Em linhas gerais, por estes princípios ficou estabelecido que o acesso à saúde pública é garantido a qualquer pessoa, incluindo todos os meios preventivos e curativos, em igualdade de condições e oportunidades, respeitando as características regionais e facilidade de acesso, com a participação da sociedade e responsabilidade de todos os níveis de governo.

Apesar dos avanços, o SUS enfrenta inúmeros desafios, que só serão resolvidos com a união de esforços e do engajamento de toda a sociedade e do poder público.

Estimativas do INCA preveem que, somente em 2018, mais de 600 mil novos casos de câncer serão diagnosticados no Brasil. De acordo com estudo do Observatório de Oncologia, o câncer já é a principal causa de morte em 10% dos municípios brasileiros e, neste ritmo, em 2029 será o primeiro agente de mortalidade, superando as doenças cardiovasculares. A informação é especialmente preocupante tendo em vista os altos custos dos tratamentos, o que certamente impactará em todo Sistema de Saúde, em especial o público, utilizado por mais da metade da população.

A estratégia proposta pela Organização Mundial de Saúde (OMS) para reduzir o impacto social do câncer está calcada no diagnóstico precoce da doença,
quando as chances de cura e sobrevivência são maiores se os pacientes receberem o tratamento adequado tão logo o diagnóstico seja conhecido. E talvez parte da explicação para alta mortalidade por câncer no Brasil passe pelo fato de o diagnostico aqui acontecer tardiamente: segundo levantamento feito pela IQVIA, 55% dos casos são conhecidos apenas nas fases mais avançadas da doença.
Outro desafio é garantir que o tratamento seja iniciado o mais breve possível. Apesar da publicação da Lei nº 12.732, de 2012 (conhecida como a lei dos 60 dias), alguns relatórios apontam que 47% dos pacientes ainda começam seu tratamento após 60 dias da confirmação diagnóstica. Em relação ao financiamento, temos o desafio de torna-lo menos desigual: os gastos com saúde per capita no setor privado é aproximadamente 4,5 vezes maior que no setor público.

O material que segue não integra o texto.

PR #3115, opened 2018-05-04
Rollup enablement page fix

bethbrains:
# Critical Changes

# Changes

- Hides GAU Rollup settings when CRLPs are enabled.
- Does NOT re-deploy CRLP defaults upon edit/save if value stays true.

# Issues Closed

# New Metadata

# Deleted Metadata

### DIFF
--- a/src/classes/STG_PanelCustomizableRollup_CTRL.cls
+++ b/src/classes/STG_PanelCustomizableRollup_CTRL.cls
@@ -89,24 +89,18 @@ public with sharing class STG_PanelCustomizableRollup_CTRL extends STG_Panel {
     public virtual override PageReference saveSettings() {
 
         STG_SettingsManager_CTRL.idPanelCurrent = idPanel();
-        Customizable_Rollup_Settings__c crlpSettings = UTIL_CustomSettingsFacade.getCustomizableRollupSettings();
         Savepoint sp = Database.setSavepoint();
         isEditMode = false;
         try {
             if (STG_Panel.stgService.stgCRLP.Customizable_Rollups_Enabled__c) {
-                String oldStatus = STG_Panel.stgService.stgCRLP.CMT_API_Status__c;
-                // Only start polling if it's their first time or the last deployment wasn't a success
-                if(String.isEmpty(oldStatus) || !oldStatus.contains('Succeeded')) {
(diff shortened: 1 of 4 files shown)


force2b:
@bethbrains  Since this is on enablement I'll note this issue that I found. When Customizable Rollups is enabled, the "GAU ALLOCATIONS ROLLUP SETTINGS" section on the "GAU Allocations" page in NPSP Settings should be hidden.

src/classes/STG_PanelCustomizableRollup_CTRL.cls
```diff
@@ -81,6 +81,23 @@ public with sharing class STG_PanelCustomizableRollup_CTRL extends STG_Panel {
     */
     public String jobId { get; private set; }
 
+    /*******************************************************************************************************
+    * @description the existing value of the CRLP enablement setting, cached upon entering edit mode
+    */
+    private Boolean cachedSetting;
```
force2b: This should have a more descriptive name such as `isCRLPEnabledCached`

src/classes/STG_PanelCustomizableRollup_CTRL.cls
```diff
@@ -89,33 +106,40 @@ public with sharing class STG_PanelCustomizableRollup_CTRL extends STG_Panel {
...
-                // This method includes committing Customizable_Rollups_Enabled__c as true if the deployment succeeds
-                jobId = CRLP_DefaultConfigBuilder_SVC.convertLegacyRollupsIntoCustomizableRollups();
-                if (Test.isRunningTest()) {
-                    jobId = '123';
-                }
-            } else {
-                // The deployment method takes care of setting the Enabled flag to true if it succeeds.
-                // In here, we only set it to false.
-                stgService.saveAll();
+                UTIL_MasterSchedulableHelper.setScheduledJobs();
```
force2b: If the Custom Setting isn't being set to true the deployment completes, then the call to `UTIL_MasterSchedulableHelper.setScheduledJobs();` probably needs to move because that has method has code to check for the current setting to determine which jobs to schedule (legacy or crlp rollups). Also, what if the user enables CRLP and the job fails. Are the new jobs scheduled anyway?

PR #3118, opened 2018-05-06
Rollups: Extend CRLP debugging tool for customer package deployment

force2b:
# Critical Changes

# Changes

* Enable the `CRLP_Debug_UTIL` class to be included in the managed package
* Debugging is disabled until the admin adds a custom field for `Debug_Level__c` to the `Customizable_Rollups_Settings` custom settings object. This is done to avoid packaging a custom field for debugging.
* The initial intent is to remove the class shortly after the initial go live; leaving it there only to troubleshoot any unexpected rollup issues post go-live. However, it is possible this will be left in long term, in which case the debugging logic might be expanded.
* It is important to note that enabling debugging during the rollup has a pretty significant impact on performance.

# Issues Closed

# New Metadata

# Deleted Metadata

### DIFF
--- a/src/classes/CRLP_Debug_UTIL.cls
+++ b/src/classes/CRLP_Debug_UTIL.cls
@@ -1,29 +1,92 @@
+/*
+    Copyright (c) 2018, Salesforce.org
+    All rights reserved.
+
+    Redistribution and use in source and binary forms, with or without
+    modification, are permitted provided that the following conditions are met:
+
+    * Redistributions of source code must retain the above copyright
+      notice, this list of conditions and the following disclaimer.
+    * Redistributions in binary form must reproduce the above copyright
+      notice, this list of conditions and the following disclaimer in the
+      documentation and/or other materials provided with the distribution.
+    * Neither the name of Salesforce.org nor the names of
+      its contributors may be used to endorse or promote products derived
+      from this software without specific prior written permission.
+
+    THIS SOFTWARE IS PROVIDED BY THE COPYRIGHT HOLDERS AND CONTRIBUTORS
+    "AS IS" AND ANY EXPRESS OR IMPLIED WARRANTIES, INCLUDING, BUT NOT
+    LIMITED TO, THE IMPLIED WARRANTIES OF MERCHANTABILITY AND FITNESS
+    FOR A PARTICULAR PURPOSE ARE DISCLAIMED. IN NO EVENT SHALL THE
+    COPYRIGHT HOLDER OR CONTRIBUTORS BE LIABLE FOR ANY DIRECT, INDIRECT,
+    INCIDENTAL, SPECIAL, EXEMPLARY, OR CONSEQUENTIAL DAMAGES (INCLUDING,
+    BUT NOT LIMITED TO, PROCUREMENT OF SUBSTITUTE GOODS OR SERVICES;
+    LOSS OF USE, DATA, OR PROFITS; OR BUSINESS INTERRUPTION) HOWEVER
+    CAUSED AND ON ANY THEORY OF LIABILITY, WHETHER IN CONTRACT, STRICT
+    LIABILITY, OR TORT (INCLUDING NEGLIGENCE OR OTHERWISE) ARISING IN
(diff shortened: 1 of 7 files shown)


src/classes/CRLP_Debug_UTIL.cls
```diff
@@ -1,37 +1,100 @@
...
+*/
 /**
-* ====================================
-* TODO REMOVE THIS CLASS EVENTUALLY
-* ====================================
-* TEMPORARY STATIC VALUE AND METHODS TO HOLD CURRENT STATE TO USE FOR ROLLUP DEBUGGING
+* @author Salesforce.org
+* @date 2018
+* @group Customizable Rollups Debug Logger
+* @description TEMPORARY USE ONLY
```
njjc: Let's update this description to reflect the purpose of the class, we may end up leaving it in permanently!

src/classes/CRLP_Debug_UTIL.cls
```diff
@@ -1,37 +1,100 @@
...
+     * Level 0 = OFF
+     * Level 1 = MINIMAL
+     * Level 2 = DETAILED
+     */
+    public static Integer debuggingLevel {
+        get {
+            if (debuggingLevel == null) {
+                Customizable_Rollup_Settings__c crlpSettings = UTIL_CustomSettingsFacade.getCustomizableRollupSettings();
+                try {
+                    debuggingLevel = ((Double) crlpSettings.get('Debug_Level__c')).intValue();
```
njjc: Should we package Debug_Level__c? Will we ever need it to be an integer, or can we just make it a checkbox? @force2b  (cc @bethbrains)

bethbrains: I like it as a (default null) integer so someday we could actually have different levels based on the integer value. (1=light logging, 2=medium logging, 3=omgwhat'sgoingonlogallthethings)

force2b: Actually it already supports 2 levels:
* 0/null = disabled
* 1=Level 1 debug (only write a summary at the end of the rollups)
* 2=Level 2 debug (collect more information to write at the end, but will have an impact on performance).

kofijohnson: I would suggest using Text instead of Integer for the Debug_Level__c field. That way, it will be more readable to developer/admin. So the reader won't need to look for what is the meaning of the numbers. Also, in the code, we can use Enums instead of Integer. I'm thinking about something like:

public enum DebuggingLevel {OFF, MINIMAL, DETAILED}

To be more explicit, should we remove the DebuggingLevel OFF, and have a field Active__c (checkbox) instead?

force2b: I don't foresee this being something we'll ever want to give directly to customers to use. It's been built specifically for our own debugging use only. Thus the reason to not package the field. The class captures debug data, but what it generates will not be helpful at all to customer admins. I'd much prefer to keep this both extremely simple and somewhat obfuscated from customer admins.

src/classes/CRLP_Debug_UTIL.cls
```diff
@@ -91,14 +157,14 @@ public class CRLP_Debug_UTIL {
      * all records no matter how many records there are in the system.
      * @param summObjectType Summary Object Type
      */
-    public static void clearAllRollupFields(SObjectType summObjectType) {
+    /*public static void clearAllRollupFields(SObjectType summObjectType) {
```
kofijohnson: @force2b, because this is commented, could we remove it?

src/classes/CRLP_Debug_UTIL.cls
```diff
@@ -91,14 +157,14 @@ public class CRLP_Debug_UTIL {
...
         System.enqueueJob(new clearRollupFieldsASync(summObjectType, 0));
-    }
+    }*/
 
     /**
      * @description Queueable Implementation called by clearAllRollupFields()
      */
-    private class clearRollupFieldsASync implements System.Queueable {
+    /*private class clearRollupFieldsASync implements System.Queueable {
```
kofijohnson: @force2b same here too.

PR #3125, opened 2018-05-07
Feature/rollups  randi507bugs

randi274:
# Critical Changes

# Changes
- W-024497: Days Back Help Text Fix
- W-024496: Field to Roll Up calculating in 'Edit' mode from row action menu
- W-024518: Days Back null value handling (field is required if displayed)
- Fixed demo issue: filter groups can be successfully deleted again
- Resolved issue where Field Labels and Schema Describes were causing alternative labels on view and edit modes for rollups and filter rules.
# Issues Closed

# New Metadata

# Deleted Metadata

### DIFF
--- a/src/aura/CRLP_Rollup/CRLP_Rollup.cmp
+++ b/src/aura/CRLP_Rollup/CRLP_Rollup.cmp
@@ -208,16 +208,17 @@
                             <lightning:layoutItem padding="around-medium" smallDeviceSize="6" mediumDeviceSize="3"
                                                   size="12">
                                 <aura:if isTrue="{!not(v.isReadOnly)}">
-                                    <c:CRLP_Tooltip helpText="{!v.labels.createTimeBoundHelp}" fieldLabel="{!v.selectedTimeBoundOperationLabel}"/>
+                                    <c:CRLP_Tooltip helpText="{!v.labels.createDaysHelp}" fieldLabel="{!v.selectedTimeBoundOperationLabel}" isRequired="true"/>
                                 </aura:if>
                                 <lightning:input aura:id="integerInput"
                                                  type="text"
                                                  label="{!v.selectedTimeBoundOperationLabel}"
                                                  value="{!v.activeRollup.intValue}"
                                                  readonly="{!v.isReadOnly}"
-                                                 pattern="^[0-9]*$"
+                                                 pattern="^\d{1,4}|10000$"
                                                  messageWhenPatternMismatch="{!v.labels.daysBackError}"
-                                                 variant="{!v.isReadOnly ? '' : 'label-hidden'}"/>
+                                                 variant="{!v.isReadOnly ? '' : 'label-hidden'}"
+                                                 required="true"/>
                             </lightning:layoutItem>
                         </aura:if>
                         <aura:if isTrue="{!v.renderMap.integerYears}">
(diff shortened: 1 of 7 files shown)


src/aura/CRLP_Rollup/CRLP_RollupHelper.js
```diff
@@ -160,9 +160,8 @@
             cmp.set("v.detailFields", newFields);
         }
 
-        //todo: is this necessary? pulled in my commit
         var currentMode = cmp.get("v.mode");
-        if (currentMode !== 'view') {
+        if (currentMode === 'create') {
```
force2b: This resets the field to null for a new record, but does it prevent the field from being reset to null when cloning?

src/classes/CRLP_RollupCMT.cls
```diff
@@ -302,7 +302,7 @@ public class CRLP_RollupCMT {
                 this.summaryObjectLabel = rlp.Summary_Object__r.Label;
                 this.summaryFieldLabel = rlp.Summary_Field__r.Label;
                 this.detailObjectLabel = rlp.Detail_Object__r.Label;
-                this.detailFieldLabel = rlp.Detail_Field__r.Label;
```
force2b: Good question as to why one of these used `.Label` and the other used `.MasterLabel`. I thought I had copied these from `CRLP_RollupUI` class, but maybe I did a little of both. That noted, I still see a mix of `MasterLabel` and `Label` used for getting entity reference labels in this class.

src/aura/CRLP_Rollup/CRLP_Rollup.cmp
```diff
@@ -208,16 +208,17 @@
...
                                 <aura:if isTrue="{!not(v.isReadOnly)}">
-                                    <c:CRLP_Tooltip helpText="{!v.labels.createTimeBoundHelp}" fieldLabel="{!v.selectedTimeBoundOperationLabel}"/>
+                                    <c:CRLP_Tooltip helpText="{!v.labels.createDaysHelp}" fieldLabel="{!v.selectedTimeBoundOperationLabel}" isRequired="true"/>
                                 </aura:if>
                                 <lightning:input aura:id="integerInput"
                                                  type="text"
                                                  label="{!v.selectedTimeBoundOperationLabel}"
                                                  value="{!v.activeRollup.intValue}"
                                                  readonly="{!v.isReadOnly}"
-                                                 pattern="^[0-9]*$"
```
force2b: I noticed that putting in a value of "-1" into the "Days Back" field will generate a validation message, but it will still allow the rollup to be saved.
image

src/aura/CRLP_Rollup/CRLP_RollupHelper.js
randi274: Yep! 'clone' is its own separate mode, so this fixes that problem too.

src/aura/CRLP_Rollup/CRLP_Rollup.cmp
randi274: Good catch, I'll fix this one too!

randi274: @force2b this has been fixed together with the 0 value issue in the latest commit.

PR #3130, opened 2018-05-09
fixed so we don't send a null value to the getFieldLabel util method,…

bethbrains:
… which errors

Fixes https://foundation.lightning.force.com/lightning/r/agf__ADM_Work__c/a2x8000000AWZTtAAP/view

# Critical Changes

# Changes

# Issues Closed

# New Metadata

# Deleted Metadata

### DIFF
--- a/src/classes/CRLP_RollupCMT.cls
+++ b/src/classes/CRLP_RollupCMT.cls
@@ -299,7 +299,7 @@ public class CRLP_RollupCMT {
                 this.summaryObjectLabel = rlp.Summary_Object__r.Label;
                 this.summaryFieldLabel = rlp.Summary_Field__r.Label;
                 this.detailObjectLabel = rlp.Detail_Object__r.Label;
-                this.detailFieldLabel = rlp.Detail_Field__r.QualifiedApiName == null ? null : UTIL_Describe.getFieldLabel(rlp.Detail_Object__r.QualifiedApiName, rlp.Detail_Field__r.QualifiedApiName);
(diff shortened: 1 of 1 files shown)


src/classes/CRLP_RollupCMT.cls
```diff
@@ -299,7 +299,7 @@ public class CRLP_RollupCMT {
                 this.summaryObjectLabel = rlp.Summary_Object__r.Label;
                 this.summaryFieldLabel = rlp.Summary_Field__r.Label;
                 this.detailObjectLabel = rlp.Detail_Object__r.Label;
-                this.detailFieldLabel = UTIL_Describe.getFieldLabel(rlp.Detail_Object__r.QualifiedApiName, rlp.Detail_Field__r.QualifiedApiName);
+                this.detailFieldLabel = rlp.Detail_Field__r.QualifiedApiName == null ? null : UTIL_Describe.getFieldLabel(rlp.Detail_Object__r.QualifiedApiName, rlp.Detail_Field__r.QualifiedApiName);
```
randi274: Does this change also need to be made in the filterGroup code?

force2b: Also, I recommend changing this to read: `rlp.Detail_Field__c == null` so that you're checking the root field value versus the relationship of QualifiedFieldName against a potentially null `Detail_Field__c` value.

bethbrains: @randi274 no because it'll never be null there, right? all fields are required.

PR #3140, opened 2018-05-10
Prevent Duplicate OCR's from rolling up Soft Credits to a single Contact

kofijohnson:
# Critical Changes

# Changes

# Issues Closed

# New Metadata

# Deleted Metadata


src/classes/CRLP_Batch_Base_Skew.cls
```diff
@@ -130,7 +129,8 @@ public abstract class CRLP_Batch_Base_Skew extends CRLP_Batch_Base {
                         parentRelationshipPrefix = Opportunity.fields.Primary_Contact__c.getDescribe().getName().replace('__c', '__r') + '.';
                     } else if (this.jobType == CRLP_RollupProcessingOptions.RollupType.ContactSoftCredit) {
                         parentRelationshipPrefix = 'Contact.';
-                    } else if (this.jobType == CRLP_RollupProcessingOptions.RollupType.AccountContactSoftCredit) {
+                    } else if (this.jobType == CRLP_RollupProcessingOptions.RollupType.AccountContactSoftCredit || 
+                            this.jobType == CRLP_RollupProcessingOptions.RollupType.ContactSoftCredit) {
                         parentRelationshipPrefix = 'Contact.Account.';
```
force2b: This isn't one of those if blocks that needed changing. If you look at line 130 above this it's already checking for `(this.jobType == CRLP_RollupProcessingOptions.RollupType.ContactSoftCredit)` so the change made in line 132 will never find match the `||` condition. Plus the `parentRelationshipPrefix` for a Contact rollup should not be `'Contact.Account.'` because that points to the AccountId as opposed to the ContactId.

You can remove this change.

src/classes/CRLP_Batch_Base_Skew.cls
```diff
@@ -165,7 +165,8 @@ public abstract class CRLP_Batch_Base_Skew extends CRLP_Batch_Base {
                             this.statefulCacheOfRollupsToBeProcessed);
                 } else if (this.jobType == CRLP_RollupProcessingOptions.RollupType.ContactSoftCredit) {
                     addlFilter = CRLP_Query_SEL.buildCommonQueryFilterOnOpportunity(Contact.SObjectType, Partial_Soft_Credit__c.SObjectType);
-                } else if (this.jobType == CRLP_RollupProcessingOptions.RollupType.AccountContactSoftCredit) {
+                } else if (this.jobType == CRLP_RollupProcessingOptions.RollupType.AccountContactSoftCredit ||
```
force2b: This also needs to be removed because the code in the if block is extremely specific Accounts, not Contacts. Line 170 below (the `addFilter=` line) shows that it's specific to Accounts).

src/classes/CRLP_Batch_Base_Skew.cls
```diff
@@ -216,7 +217,8 @@ public abstract class CRLP_Batch_Base_Skew extends CRLP_Batch_Base {
             // parentKeyField needed for the rollup logic.
             if (this.jobType == CRLP_RollupProcessingOptions.RollupType.ContactSoftCredit) {
                 parentKeyField = 'ContactId';
-            } else if (this.jobType == CRLP_RollupProcessingOptions.RollupType.AccountContactSoftCredit) {
+            } else if (jobType == CRLP_RollupProcessingOptions.RollupType.AccountContactSoftCredit || 
+                    this.jobType == CRLP_RollupProcessingOptions.RollupType.ContactSoftCredit) {
```
force2b: Remove this too.

src/classes/CRLP_RollupSoftCredit_SVC.cls
```diff
@@ -78,9 +78,9 @@ public class CRLP_RollupSoftCredit_SVC extends CRLP_VRollupHandler {
             Partial_Soft_Credit__c psc = pscs[n];
             Opportunity opp = psc.Opportunity__r;
 
-            // Account Soft Credit Rollups are unique in that a single Opportunity cannot be rolled up to
-            // the same parent Account more than one time.
-            if (summaryObjectType == Account.SObjectType && this.processedOppIds.contains(opp.Id)) {
+            // Account and Contact Soft Credit Rollups are unique in that a single Opportunity cannot be rolled up to
+            // the same parent Account or Contact more than one time.
+            if ((summaryObjectType == Account.SObjectType || summaryObjectType == Contact.SObjectType) && this.processedOppIds.contains(opp.Id)) {
```
force2b: Currently there is only Account and Contact soft credits, so this if block could just be changed to `if (this.processedOppIds.contains(opp.Id)) {`, skipping the check for the Summary Object Type. I don't foresee us ever rolling up soft credits to a different object, so that single check would be fine.

src/classes/CRLP_RollupSoftCredit_TEST.cls
```diff
@@ -288,14 +288,16 @@ private class CRLP_RollupSoftCredit_TEST {
         insert opps;
 
         // Change the OCR Role on the org donation so that it will roll up as a soft credit.
-        OpportunityContactRole orgOCR = [SELECT Id, Role FROM OpportunityContactRole
+        OpportunityContactRole orgOCR = [SELECT Id, OpportunityId, ContactId, Role FROM OpportunityContactRole
                     WHERE Opportunity.AccountId = :orgAcct.Id AND IsPrimary = True LIMIT 1];
         orgOCR.Role = label.npo02.Household_Member_Contact_Role;
-        update orgOCR;
+        OpportunityContactRole duplicateSoftCreditOCR = orgOCR.clone();
```
force2b: Soft Credit rollups will only roll up entries with `IsPrimary`=false, so cloning the queried row shouldn't have an impact here. It would be better to create a new OCR with the same Role, but making sure that `IsPrimary` is false. 

To really test this out across a bunch of records, I suggest doubling every non-primary OCR record using something along the lines of:

```
List<OpportunityContactRole> dupeOCRs = new List<OpportunityContactRole>();
for (OpportunityContactRole ocr : [SELECT OpportunityId, ContactId, Role FROM OpportunityContactRole WHERE IsPrimary=False AND Opportunity.IsWon=True]) {
   dupeOCRs.add(new OpportunityContactRole(
      OpportunityId = ocr.OpportunityId,
      ContactId = ocr.ContactId,
      Role = ocr.Role,
      IsPrimary = false));
}
insert dupeOCRs;
```

src/classes/CRLP_RollupProcessingOptions.cls
```diff
@@ -155,7 +155,7 @@ public class CRLP_RollupProcessingOptions {
          * Used to expose this value to the LDV Batch Job to retrieve the current setting.
          */
         public Map<Id,Set<Id>> getUpdatedMapOfProcessedOppsByAccountId() {
```
force2b: This method name can also be refactored since it's no longer retrieving the map "ByAccountId". Sorry if this was missed in the WI.

src/classes/CRLP_RollupSoftCredit_TEST.cls
kofijohnson: @force2b, when I made the change by cloning the Primary OCR, the Soft Credit rollup amount double (Test failed). So I think the Rollup count Primary OCR as well. I will double check. But I get your point, I will create non-primary OCRs.

src/classes/CRLP_Batch_Base_Skew.cls
kofijohnson: @force2b that makes sense. I will update.

src/classes/CRLP_RollupSoftCredit_TEST.cls
force2b: Very interesting. Let's test a double IsPrimary OCR outisde of a unit test to see what happens.

src/classes/CRLP_Batch_Base_Skew.cls
```diff
@@ -216,7 +215,7 @@ public abstract class CRLP_Batch_Base_Skew extends CRLP_Batch_Base {
             // parentKeyField needed for the rollup logic.
             if (this.jobType == CRLP_RollupProcessingOptions.RollupType.ContactSoftCredit) {
                 parentKeyField = 'ContactId';
-            } else if (this.jobType == CRLP_RollupProcessingOptions.RollupType.AccountContactSoftCredit) {
```
force2b: Minor, but the `this.` part should still be there.

PR #3141, opened 2018-05-10
Rollups: Filter Rules accurately save Record Type Developer Names

bethbrains:
# Critical Changes

# Changes

-Fixed FR behavior so the value saved is the Developer Name and the value displayed in the UI is the Name/label.

# Issues Closed

# New Metadata

# Deleted Metadata


src/classes/CRLP_RollupCMT.cls
```diff
@@ -168,10 +168,33 @@ public class CRLP_RollupCMT {
...
+                this.valueLabel = getValueLabel(this.value, this.objectName, this.fieldName);
                 this.isDeleted = filterRule.Is_Deleted__c;
             } catch (Exception ex) {}
         }
+        
+        private String getValueLabel (String value, String objectName, String fieldName) {
+            String valueLabel;
+            List<String> rtLabels = new List<String>();
+            if (fieldName == 'RecordTypeId') {
+                List<RecordType> rts = [SELECT Id, Name, DeveloperName FROM RecordType WHERE SobjectType=:objectName];
```
force2b: This query should be limited to Active=True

Ciente da responsabilidade que a sociedade civil organizada tem na proposição, acompanhamento e monitoramento das políticas públicas, a Abrale criou o Movimento Todos Juntos Contra o Câncer​, composto por mais de 120 instituições, de diversos setores, engajadas na melhoria da atenção oncológica no Brasil.

Por meio de Grupos de Trabalhos, com especialistas nas diferentes áreas da Saúde, este Movimento criou a Declaração para a Melhoria da Atenção ao Câncer, documento que permeia e monitora cada um dos pontos da Política Nacional de Prevenção e Controle do Câncer.

É preciso garantir o acesso à prevenção, diagnóstico precoce, tratamento e cuidado integral em Oncologia a todas e todos os brasileiros, além de priorizar os cuidados em cada uma destas áreas em seu mandato.

Também é necessário fomentar e disponibilizar canais de diálogo periódicos de alto nível entre Presidência da República, o Ministro da Saúde e a Sociedade Civil Organizada para tratar da atenção oncológica no Brasil.

Nossa sociedade merece dias melhores. Temos que acreditar em um futuro próspero, mas é fundamental trabalhar por tal conquista. Estamos atualizando nossa Declaração para a Melhoria da Atenção ao Câncer e em breve compartilharemos este material e a entregaremos em mãos às autoridades governamentais.

Juntos, somos mais fortes para alcançar o que queremos e merecemos! 


Merula Steagall, presidente da Abrale e Abrasta e líder do Movimento Todos Juntos Contra o Câncer.